СЛЕДОВАЛО БЫТЬ ОСТОРОЖНЫМ, чтобы он опять не завелся с полуоборота.
— Значит, она уже стала твоей, и она уже стала для тебя Милкой, да, Костик? — бережно переспросил я, вкушая сигаретный дым.
СТРАШНАЯ КУХНЯ. ЧЕРНАЯ КУХНЯ. РАБОЧЕЕ МЕСТО СОЧИНИТЕЛЯ. Пора уже пригласить какую-нибудь женщину навести здесь творческий порядок.
— Не придирайся к словам, — ответил Автономов. — Пых-Пых! Поцапаемся опять. — Пых-пых!
— Ну, а все-таки, Костя… мне интересно… чем ваша встреча закончилась? Я звонил. Ты молчал. Не поднимал трубку?
— Возможно, меня дома не было.
— Ага, вот как.
— Возможно, я был в гостях.
— Та-ак.
— Такая чудесная девочка у нее, прелесть. Курчавая, как барашек. Умненькая такая. Светой зовут. Первоклашка.
— Разве Милена не с родителями живет?
— Нет, у нее своя квартирка. Однокомнатная, как у тебя. В Черемушках. — Автономов расслабился, задымил размеренно.
— Посетил ее, значит?
— Она пригласила. Пригласила меня. Я пошел.
— На всю ночь, извини?
— ЧТО-О?!
— Извини.
— Ты, Анатоль, скажу тебе, ты, по-моему, сексуально озабоченный тип. Тебя лечить надо от половой агрессии. Безоговорочно.
— А вчера заподозрил, что я импотент. Кто же я?
— Ты циник прежде всего. Старый развратник, вот ты кто. НЕ СМЕЙ ПИСАТЬ ПРО ЛЮБОВЬ, понял? Запрещаю.
— Цензура это, однако.
— Милена чистая женщина!
— А твой Аполлон чистый мужчина. У тебя, Костя, все чистые и светлые, как одуванчики. Кроме, разумеется, Раисы Юрьевны.

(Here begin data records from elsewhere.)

Issue #1980, opened 2026-08-13
Four metadata-profile filters are write-only: MinPopularity, MinPages, SkipMissingDate and SkipMissingISBN are editable, persisted, displayed, and never consulted


vavallee:
## Summary

Four of the seven metadata-profile filters are **write-only**. The UI offers them, the API persists them, a read returns them, the profile card renders them as active badges — and nothing in the codebase ever consults them to make a decision.

| Field | Editable in UI | Consulted anywhere |
|---|---|---|
| `MinPopularity` | yes | **no** |
| `MinPages` | yes | **no** |
| `SkipMissingDate` | yes | **no** |
| `SkipMissingISBN` | yes | **no** |
| `SkipPartBooks` | yes | no — being wired by #1968 |
| `AllowedLanguages` | yes | yes |
| `UnknownLanguageBehavior` | yes | yes |

## Evidence

Every non-test reference to the four dead fields, across `internal/` and `cmd/`:

```
MinPopularity   internal/db/metadata_profiles.go:95,119,140   internal/models/metadata_profile.go:16
MinPages        internal/db/metadata_profiles.go:95,119,140   internal/models/metadata_profile.go:17
SkipMissingDate internal/db/metadata_profiles.go:96,120,147   internal/models/metadata_profile.go:18
SkipMissingISBN internal/db/metadata_profiles.go:96,120,148   internal/models/metadata_profile.go:19
```

That is the struct definition plus INSERT, UPDATE and row scan. Persistence and serialization only. By contrast `AllowedLanguages` has five consuming references (`internal/api/indexers.go:555`, `internal/api/authors.go:2764`, `internal/indexer/debug.go:92`, …) and `UnknownLanguageBehavior` one.

The frontend exposes all four as real controls — `web/src/pages/settings/MetadataTab.tsx:288-291` holds them in form state, and lines 251-257 render `minPopularity`, `minPages` and badges for `skipMissingDate` / `skipMissingIsbn` on the profile card. So a user sets a 200-page minimum, sees "min pages 200" on the card, and gets no filtering at all.

## Why this matters more than four unused columns

This is the failure mode that makes people distrust the whole app. The setting is not missing, greyed out, or documented as unimplemented — it is presented as working and confirms itself back to you. When it does nothing, the reasonable conclusion is that Bindery's filtering is broken generally, not that these four specific fields are inert.

It is also a **known recurring class here**, which is the part worth acting on:

[...]

PR #2005, opened 2026-08-14
fix: honor skipMissingDate during author sync

gchahcg:
## Summary

`SkipMissingDate` on a metadata profile was persisted to the DB and returned by every profile read, but nothing in author sync actually consulted it (see #1980) — works with no release date were cataloged the same as any other, with no way to filter them despite the setting's name.

This wires a title-agnostic date-presence check into the existing `fetchAuthorBooks` filter chain (same place the junk-title and `SkipPartBooks` checks live), gated on the author's resolved metadata profile via a new `resolveSkipMissingDate` helper that mirrors the existing `resolveAllowedLanguages`/`resolveSkipPartBooks` pattern. `AuthorSyncSummary` gains a `SkippedMissingDate` count so drops are visible in the author page's sync report the same way the other skip counters already are.

- **Added** — `AuthorHandler.resolveSkipMissingDate`, resolving the author's effective metadata profile the same way `resolveAllowedLanguages`/`resolveSkipPartBooks` do, defaulting to `false` on any lookup failure so an unresolvable profile never causes unexpected catalogue loss.
- **Changed** — `fetchAuthorBooks`'s ingestion loop now drops a work when `skipMissingDate && b.ReleaseDate == nil`, right after the junk-title check.
- **Changed** — `AuthorSyncSummary.SkippedMissingDate` (+ folded into `SkippedTotal()` and the Warn-level log gate, alongside the other metadata-filter counters), logged as `skipped_missing_date`.

### Why this one and not `SkipMissingISBN`

#1980 groups four write-only filters together, but they're not the same shape of fix. I traced both before touching either (full writeup in a comment on #1980):

- `SkipMissingDate` is safe to filter at cataloging time: `ReleaseDate` is already merged onto the book from the provider's work data (`aggregator_author_works.go`) before `fetchAuthorBooks`'s filter chain runs — this is a presence check on data already in hand, same as `SkipPartBooks`.
- `SkipMissingISBN` is not: ISBN data lives on `Editions`, not `Book.ISBN`, in this flow, and isn't fetched until `hydrateHardcoverEditions` runs **after** a book is already created. Wiring it the same way would mean either creating the book first (defeating the filter) or fetching edition data for every candidate work up front (a real API-cost change, not a copy of this pattern). That one needs a design decision first, which I've raised on #1980 rather than guessing at in code.

## Testing

- `TestFetchAuthorBooks_SkipsMissingDate` — full `fetchAuthorBooks` integration test (in-memory SQLite, stub metadata provider) verifying undated works are dropped while dated works come through, and asserting the `SkippedMissingDate`/`SkippedTotal` summary counters directly (not just book presence in the DB).
- `TestFetchAuthorBooks_MissingDateKeptWhenSkipDisabled` — confirms the filter is opt-in: with the setting at its default (`false`), behavior is unchanged and the counter stays at zero.
- `gofmt -l`, `go vet ./internal/api/... ./internal/models/...`, and `go test ./internal/api/... ./internal/models/...` all pass (ran inside the repo's own `golang:1.26.5-alpine` builder image).

## Test plan for reviewers

- [ ] Enable "Skip missing date" on a metadata profile in the UI, add/refresh an author known to have undated editions on OpenLibrary, confirm they're absent from Wanted and the sync summary reports a non-zero `skippedMissingDate` count
- [ ] Confirm a profile with the setting left off is unaffected (existing behavior)

Refs #1980.

### DIFF
--- a/changelog.d/skip-missing-date.md
+++ b/changelog.d/skip-missing-date.md
@@ -1,0 +1,2 @@
+### Fixed
+- **Author sync now honors `skipMissingDate`** — the metadata profile setting previously had no effect during cataloging (only the field was persisted, nothing consumed it, per #1980). Works with no release date are now filtered out of author sync/refresh when the setting is enabled. `AuthorSyncSummary` gains a `skippedMissingDate` count alongside the existing skipped-language/junk/media-type counters so drops stay visible.
--- a/internal/api/authors.go
+++ b/internal/api/authors.go
@@ -1640,6 +1640,7 @@ func (h *AuthorHandler) fetchAuthorBooks(author *models.Author, opts catalogueSy
 	// Resolve the author's metadata profile (falling back to the seeded
 	// default) and parse its allowed_languages CSV. Nil means "no filter".
 	allowedLangs, unknownFail := h.resolveAllowedLanguages(ctx, author)
+	skipMissingDate := h.resolveSkipMissingDate(ctx, author)
 
 	// OpenLibrary works carry no work-level language; the search enricher only
 	// backfills it for indexed works, so a tail of works (often translations)
@@ -1824,7 +1825,7 @@ func (h *AuthorHandler) fetchAuthorBooks(author *models.Author, opts catalogueSy
 	// skippedExcluded is logged but deliberately kept out of AuthorSyncSummary:
 	// the author page's notice explains works the user did NOT expect to lose,
 	// and a book they excluded by hand is not one of them.
-	var added, skippedLang, skippedJunk, skippedMediaType, skippedNotAccepted, skippedExcluded int
+	var added, skippedLang, skippedJunk, skippedMediaType, skippedNotAccepted, skippedExcluded, skippedMissingDate int
 	// Names of the first few language-rejected works, reported to the user
 	// alongside the count (#1889): "65 books skipped" is alarming, but it is
 	// the titles and their language codes that tell them whether the profile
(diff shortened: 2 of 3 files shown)


gchahcg:
Rebased onto #2032 (the notice/sample plumbing PR) and added sample-population for this filter, per your review comment on #1968. Force-pushed — apologies for the disruption if you'd already started reviewing.

vavallee (commented):
Straightforward and correct in shape; the rebase onto #2032 is clean and the sample follows the established pattern.

Two things carried over from the reviews on the siblings rather than specific to this one:

**Already-tracked books stop refreshing.** Same as #1968 and #2006: this filter sits above the `GetByForeignID` branch at `authors.go:1894`, so a work already in the library with no release date never reaches the update path. It keeps its files and stays monitored, but stops receiving rating, genre, cover and series updates, and is reported as skipped on every subsequent sync. Worth fixing once in whichever of these lands first rather than five times.

**Missing dates are common in OpenLibrary**, more so than the other four filters' inputs. `b.ReleaseDate == nil` is a clean, unambiguous test — no unknown-vs-zero problem like #2006 has — but it will match a lot on an OL-only install. The notice from #2032 makes that visible, which is exactly why that PR had to go first, so I am not treating it as blocking. Just be aware the first user to turn this on with a large OL catalogue will see a big number.

Otherwise this looks good behind #2032 and whichever ordering fix lands.

vavallee:

Issue #807, opened 2026-05-24
Prefer stronger Hardcover rating signals during metadata enrichment


magrhino:
## Pre-flight

- [x] I searched existing issues and this isn't a duplicate
- [x] I checked the [roadmap](https://github.com/vavallee/bindery/blob/main/docs/ROADMAP.md) and this isn't already planned

## Problem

— При чем тут Раиса и Аполлон!
— Ладно, забудем.
— У нас три года были кабинетные отношения. На уровне дружеских, и только. Я не мог подступиться к ней три года, соображаешь ты это?
— Мне работать надо, коли разбудил.
— Я приглядывался, я изучал.
— Большой роман мастерю.
— Я томился, черт возьми.
— Но пишется, знаешь, трудно. По слогам.
— Я даже шпионил за ней, черт побери!
— К осени, может быть, закончу, дай Бог. Или к зиме.
— Но ты же знаешь этот сволочной закон: никаких романов с подчиненными.
— О любви, между прочим, будет романчик.
— А теперь я свободен. Я — НИКТО.
А я Автор.
— Ты что, не желаешь слушать? — вскипел Автономов.